Problem to work on:
Read the records below and report each line in which "DependencyFilter" occurs.

Entries shown:

PR #558, opened 2022-03-01
fix: Make DependencyFilter handle DryRun

karlkfi:
DryRun skips WaitEvents. So the DependencyFilter needs to skip
checking for reconciliation if DryRun is enabled.


seans3 (approved):
/lgtm

karlkfi:
/test cli-utils-presubmit-master 

Test pod never came up... Hoping it's a flake.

Result for this exercise:
fix: Make DependencyFilter handle DryRun
DryRun skips WaitEvents. So the DependencyFilter needs to skip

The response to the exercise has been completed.